I get up to the front counter to see the clerk lying on the ground, bleeding from a head wound. Except – there’s blood, but no wound I can see. The same is untrue for not one but two more men (ages in their early twenties, similarly scruffy), who are lying, bloody and unconscious, smashed down into the glass display cabinet / counter where the cash register was. They’re cut up pretty badly, but I don’t see any arterial spurting or anything that looks life threatening for the moment. There are some limb pointed in painful and/or unnatural directions.

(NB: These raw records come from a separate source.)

Issue #1197, opened 2026-06-29
Writer does not emit CRC.db component for uncompressed BIG SSTables


pmcfadin:
## Discovered by
Found during #1190 (write-load byte-parity fixtures). **Out of scope** for #1190 — filed for prioritization.

## Symptom
`cqlite-core/src/storage/sstable/writer/finish.rs` emits `Digest.crc32` (whole-file digest) but does **not** emit a `CRC.db` component (per-chunk CRC), which Cassandra 5.0.2 emits even for **uncompressed** tables. The CQLite read side already recognizes `CRC.db` (per `cass.sstable_format.toc_component_manifest`); the write side does not produce it — a component-completeness gap.

Note: this does **not** affect the bytes of any emitted file; it's a missing TOC component. The #1190 test pins it as a reference-only assertion, so closing this will force a manifest review.

## Root cause (hypothesis)
Write path in `finish.rs` lacks per-chunk CRC emission for the uncompressed BIG format.

## Affected files
- `cqlite-core/src/storage/sstable/writer/finish.rs`

## Routing
**Oracle-driven** — Cassandra component set is the source of truth. Skip OpenSpec. (Note: lowest priority — no P3 label exists, filed P2.)

## Acceptance criteria
- [ ] CQLite writer emits a `CRC.db` component for uncompressed BIG SSTables matching Cassandra's per-chunk CRC layout.
- [ ] TOC.txt component set matches the Cassandra reference for an uncompressed table.
- [ ] Pinned parity test asserts `CRC.db` presence + contents; `scripts/agent-gate.sh` PASS.

Refs #1190, #969.

pmcfadin:
🧭 **MANAGER** 
GO
ORDER: 2

Elevated **P2→P0**: writer omits the **CRC.db** component for uncompressed BIG SSTables — a missing-component divergence. Oracle-driven → skip OpenSpec; pin a parity test asserting CRC.db presence+contents vs a Cassandra-written reference, then fix the writer.

pmcfadin:
🤖 Claimed by flow-lead worker — branch `issue-1197-crc-db-uncompressed` pushed (lock). Per MGR `mgr-mbp-0628` ORDER 2 (P0). Oracle-driven → skip OpenSpec. Implementing CRC.db per-chunk emission for uncompressed BIG + pinned parity test vs Cassandra reference.

pmcfadin:
✅ Resolved via PR #1215 (squash `6830445c`).

[...]

Issue #1116, opened 2026-06-26
Epic: Break up oversized source files (>2000 lines) — behavior-preserving module splits


pmcfadin:
## Goal

Bring CQLite's largest source files down to a maintainable size by splitting them **by responsibility** into focused submodules — **without changing behavior**. Every split is a pure refactor, guarded by the existing test suite, `scripts/agent-gate.sh`, and (for the write/compaction path) the #842 differential byte-parity harness.

## Why

An audit (see `docs/large-files-audit.md`, branch `claude/large-source-files-audit-u4xt0a`) found **165 production source files over 500 lines**, including **3 files over 10,000 lines** and **20 over 2,000**. Large files impose costs in two ways:

### Primary driver: context cost during agentic coding

The main reason to do this now is that **agents must read a file before they can edit it**, so file size is a direct, per-edit token tax — and it is *format-blind* (a big file costs the same to load whether it's logic or tests):

| File size | ≈ tokens to load | Effect on an agent edit |
|---|---|---|
| 500 lines | ~6–8k | trivial — load whole file, edit freely |
| 2,000 lines | ~25–30k | noticeable — crowds out other needed context |
| 4,800 lines | ~60–70k | one read dominates the turn |
| 13,800 lines | ~170–200k | exceeds a practical working budget — forces chunked reads + grep-first |

Two compounding effects beyond raw tokens:
- **Edit-anchor ambiguity** — the editor needs a *unique* string to match; in large/repetitive files the agent must read more just to find an unambiguous anchor, and mis-targets more often.
- **Working-memory dilution** — even when a big file technically fits, it squeezes out the schema, the code-under-test, and the task, degrading edit quality.

Smaller, responsibility-scoped files mean an agent loads only the relevant module to make a change — cheaper, faster, and more accurate edits.

### Secondary: human maintenance cost

- Slow navigation; functions too large to hold in working memory (e.g. `merge.rs::reconcile_cluster` was a single 455-line function).
- Whole-file recompiles on any edit.
- Merge-conflict collisions that **force serial work** — epic #938 explicitly serializes its children because they all edit one function in one file (see #945).

This epic does **not** claim refactoring fixes correctness bugs. It targets the cost and risk multiplier that large files impose on every future change — most acutely, agentic ones.

## Scope

Every production source file (`*/src/`, excluding test crates) **over 2,000 lines**, except:
- **`merge.rs`** — already tracked by **#945** (+ #947 for the shared reconcile-rule layer).
[...]

Issue #1018, opened 2026-06-24
Add TTL, tombstone, range tombstone parity and close ignored regressions


pmcfadin:
Parent epic: #973

## Goal

Add deterministic compaction parity coverage for TTL cells, partition/row/cell tombstones, and range tombstone markers. Close the two pinned ignored regressions in `cqlite-core/tests/issue_819_differential_compaction.rs`.

## Cassandra coverage

`RangeTombstoneTest`, `RangeTombstoneListTest`, `RangeTombstoneBurnTest`, `SSTableSkippingReadTest`, `NeverPurgeTest`, `TTLExpiryTest`, `GcCompactionTest`, `CompactionControllerTest`, `CompactionIteratorTest`, `CompactionsPurgeTest`, and `ForceCompactionTest`.

## Manifest entries

- `cass.tombstone_ttl.TTLExpiryTest.gc_boundary`
- `cass.tombstone_ttl.NeverPurgeTest.preserve_all_tombstone_types`
- `cass.tombstone_ttl.RangeTombstoneTest.marker_merge_and_persistence`
- `cass.compaction.GcCompactionTest.row_cell_partition_tombstone_gc`
- `cqlite.issue_819.differential_row_tombstone_wide_partition_regression`
- `cqlite.issue_819.differential_input_merge_write_fidelity`

## Evidence type
- canonical_semantic
- byte_for_byte

## Artifacts compared
- bytes
- offsets
- component files
- JSONL
- logs
- generated report

## CI tier
- required_parity
- nightly_docker

## Acceptance criteria

- Add scenarios for retained and purged TTL cells using explicit `--gc-before` and `--now-sec`.
- Add partition, row, and cell tombstone scenarios, including never-purge behavior and purge boundary checks at `localDeletionTime` and `localDeletionTime + 1`.
- Add bounded, open-ended, and index-boundary range tombstone scenarios; prove markers persist by re-compacting output against older resurrected rows.
- Canonical comparison includes row kind, deletion timestamp, local deletion time, TTL, cell timestamp, cell deletion state, and range marker bounds.
- Fix and unignore `differential_row_tombstone_wide_partition_regression`.
- Fix and unignore `differential_input_merge_write_fidelity`.
- Byte diffs are emitted for every scenario, even when manifest temporarily marks some cases canonical semantic until byte parity is clean.

## Out of scope

- Repair-aware tombstone purging.
- Read-repair behavior.
[...]

Issue #899, opened 2026-06-20
compaction parity: per-element/per-cell merge representation (reader→merge→writer) — the real #886 foundation


pmcfadin:
**Foundation issue for epic #842.** Discovered while implementing #844: the merge-entry struct enrichment in #886 added the *fields* (`CellData.cell_path`/`ttl`/`local_deletion_time`, `MergeEntry.complex_deletions`/`range_deletion`) but nothing **populates or consumes** them, because CQLite's read→merge→write path is fundamentally **whole-cell / row-timestamp granular**, not per-element/per-cell.

## What the investigation found
- The SSTable reader **decodes** per-element cell metadata (per-element timestamp, ttl, localDeletionTime, cell_path) and the collection-level complex deletion at the byte level (`reader/parsing/v5_compressed_legacy.rs` `parse_complex_column_inner`), but then **collapses** a multi-cell collection/UDT into a single `Value::Map/Set/List/Udt` of plain values and reduces the complex deletion to a boolean — discarding all per-element metadata before the compaction stream.
- The compaction emit contract is `(RowKey, Value, i64)` (`reader/data_access.rs` `stream_all_partitions_for_compaction` / `iterate_all_partitions_for_compaction`); the `i64` is a single **row-level** timestamp. `parse_one_partition_with_timestamps` has no slot for complex/range deletions.
- `value_to_row_data` (merge.rs) builds one `CellData` per **top-level column**, all sharing the row timestamp, with `ttl/local_deletion_time/cell_path = None`. `reconcile_cluster` therefore never sees per-element timestamps or per-cell ttl/ldt.
- The writer (`data_writer.rs` `write_complex_column` + `write_{set,map,list}_complex_cells`) re-emits per-element cells but stamps **every element with one `timestamp_micros`** and writes the complex deletion as a hardcoded `LIVE` sentinel; `CellOperation` has no per-element timestamp slot.

## Why it blocks byte parity
Per-element / per-cell reconciliation cannot be byte-faithful regardless of tie-break logic, because the metadata never reaches the merge and the writer cannot stamp elements individually. roborev correctly rejected the #844 value-union shortcut (timestamp promotion + complex-deletion resurrection).

## Scope (LARGE — the real foundation #886 was meant to be)
[...]

PR #1219, opened 2026-06-29
fix(#1018): preserve per-cell write timestamps through compaction merge + parity coverage

pmcfadin:
Refs #1018 (core slice — see "Scope" below; intentionally does NOT auto-close).

## What this lands
**A real compaction write-path bug** + un-ignores two pinned `issue_819` regressions + parity manifest coverage.

### The bug (regression `differential_input_merge_write_fidelity`)
When a reconciled row carried a **cell tombstone alongside live sibling cells**, the writer rewrote the live siblings' per-cell write timestamps to the row's MAX timestamp (the tombstone's ts). Root cause was upstream of the serializer: `reconcile.rs::build` sets `row_ts = max(surviving cell ts)`, then `cells_to_cell_operations` lowered each live cell to `CellOperation::Write` — a variant carrying **no per-cell timestamp** — so every cell inherited the row max.

Fix (per-cell write-timestamp side-channel, mirroring the existing `row_tombstone`/`local_deletion_time` precedent):
- `mutation.rs`: add `cell_write_timestamps: Option<HashMap<String,i64>>` (+ accessor).
- `merge/mod.rs`: `merge_entry_to_mutation` records each surviving simple live cell whose own ts differs from the row max (cell tombstones/complex excluded; single-writetime rows stay `None`).
- `data_writer/rows.rs`: `merge_row_group` uses the per-cell ts for the emitted op, the whole-col liveness row-marker candidate, and the surfaced-clustering-cell liveness; the existing dispatch then clears `USE_ROW_TIMESTAMP` for differing cells.
- `wal.rs`: a backward-compat layout mirror + decode fallback so pre-#1018 WAL records still replay (bincode is positional).

### Regressions un-ignored
- `differential_input_merge_write_fidelity` — fixed by the above; now passes (+2 focused unit tests on per-cell ts preservation).
- `differential_row_tombstone_wide_partition_regression` — its defect was already fixed (#899/#972); the `#[ignore]` was stale → removed. The `issue_819_differential_compaction` suite is now **6 passed, 0 ignored**.

### Manifest + report
6 parity scenarios added to `cassandra-parity-manifest.yml` (`lint: 0 errors`), report regenerated. NOTE: the issue listed two ids as `cqlite.issue_819.*`, but the manifest schema mandates `^cass\.…` and has no `compaction`/`cqlite` capability — so they were **remapped to schema-conforming `cass.*`** ids (`cass.compaction_merge.issue_819.*`, `cass.tombstone_ttl.*`) following existing precedent. Flagging this remap for the manager to reverse if undesired.

## Scope — why `Refs` not `Closes`
#1018's ACs also include **adding new deterministic TTL/partition-tombstone/range-marker compaction *scenarios*** to the #819 harness. Those are deferred to a follow-up (this PR is already ~700 insertions touching the `Mutation` struct + WAL format; bundling more would balloon it). **The close-vs-keep-open decision for #1018 is the manager's** — surfaced on the issue. Much of the byte-parity those scenarios imply already exists in `issue_992_ttl_tombstone_range_parity.rs`.

## Validation
- `scripts/agent-gate.sh` = **PASS** (rebased on origin/main incl. #1197). `rows.rs` +40 lines acked via `CQLITE_ALLOW_FILE_GROWTH=1` (#1116 note in-file).

### DIFF
--- a/cqlite-core/examples/gen_wide_sstable.rs
+++ b/cqlite-core/examples/gen_wide_sstable.rs
@@ -89,6 +89,7 @@ async fn main() -> cqlite_core::error::Result<()> {
             range_tombstones: vec![],
             local_deletion_time: None,
             row_tombstone: None,
+            cell_write_timestamps: None,
         };
         engine.write_async(mutation).await?;
     }
--- a/cqlite-core/src/storage/sstable/writer/data_writer/encoding.rs
+++ b/cqlite-core/src/storage/sstable/writer/data_writer/encoding.rs
@@ -448,12 +448,29 @@ pub(crate) fn collect_static_operations(
                 } => continue,
                 crate::storage::write_engine::mutation::CellOperation::DeleteRow => continue,
             };
+            // Issue #1018: a static `Write`/`WriteWithTtl` cell carries its OWN
+            // write timestamp when the compaction merge→mutation path recorded one
+            // in `Mutation::cell_write_timestamps` (it differs from the row's
+            // `timestamp_micros`). Use it for BOTH the stamped candidate timestamp
+            // AND the last-write-wins comparison below, mirroring the regular-row
+            // path in `rows.rs`. Otherwise a compacted static row with surviving
+            // static siblings at differing writetimes would rewrite older static
+            // cells to the newest static mutation's row max. For every other op (and
+            // for cells with no per-cell override) this is exactly
+            // `mutation.timestamp_micros`, so the single-writetime case is unchanged.
+            let candidate_ts = match op {
+                crate::storage::write_engine::mutation::CellOperation::Write { .. }
+                | crate::storage::write_engine::mutation::CellOperation::WriteWithTtl { .. } => {
+                    mutation.cell_write_timestamp(&col_name)
+                }
+                _ => mutation.timestamp_micros,
+            };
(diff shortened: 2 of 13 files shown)


pmcfadin:
**Merging over the red `Bench regression vs main` lane — verified NOISE, not a regression.**

The lane flagged `write/ingest_wal_off: +10.4%` (threshold 10%). Stable local measurement (`--sample-size 60 --measurement-time 10`, 3 runs each) of merge-base `1f0840c4` vs PR HEAD shows **no regression**: base medians 1.527/1.523/1.551 ms (≈1.534 ms) vs PR 1.451/1.530/1.477 ms (≈1.486 ms) — the PR is marginally *faster*, with fully overlapping criterion CI bands. A control PR-vs-PR run reproduced a spurious +12%/−6% swing, confirming the +10.4% is a sampling artifact of CI's low-sample config (20 samples / 3 s) on this ~1.5 ms microbench. #1018's changes touch only the flush/compaction write path; on the WAL-off ingest path `cell_write_timestamps` is always `None`, never allocated/cloned, and the `None` accessor short-circuits before any hashing. The lane is advisory/non-required (main has no required CI contexts). Gate PASS, roborev code-clean (5 rounds), all other lanes green.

I turn to run after Daph, pause, start to reach down for the phone, and realize the complications of both a foiled robbery and of my own dishabille. In order then –
I run back to the dressing room, throw on my t-shirt (black, with “My favorite season is the Fall of the Patriarchy” on the front, an anonymous gift I found in my locker at AEGIS last time I checked in), stuff my own bra into my satchel, and go running back to the front of the shop (giving my sparring partner an additional kick to the head where he was still lying, gasping, to ensure his continued cooperation), grabbing his pistol from where I dropped it (using a sports shirt on the rack to avoid fingerprints/DNA), running to the front of the store again, checking on the clerk (no discernable injuries, just blood, heartbeat good, should be coming out of it shortly), pick up two more pistols of various makes and but general low quality, put all three guns into a shopping bag which I set next to the clerk, find the phone, call 911 about a robbery with people injured, hang up the phone before the questions can start, and run out the door after Daph.
Who, of course, is nowhere to be seen. Which seems like a good idea at the moment, and then I see her car – a used silver Corolla – pulling out of the lot, which means I’m also on my own for transportation.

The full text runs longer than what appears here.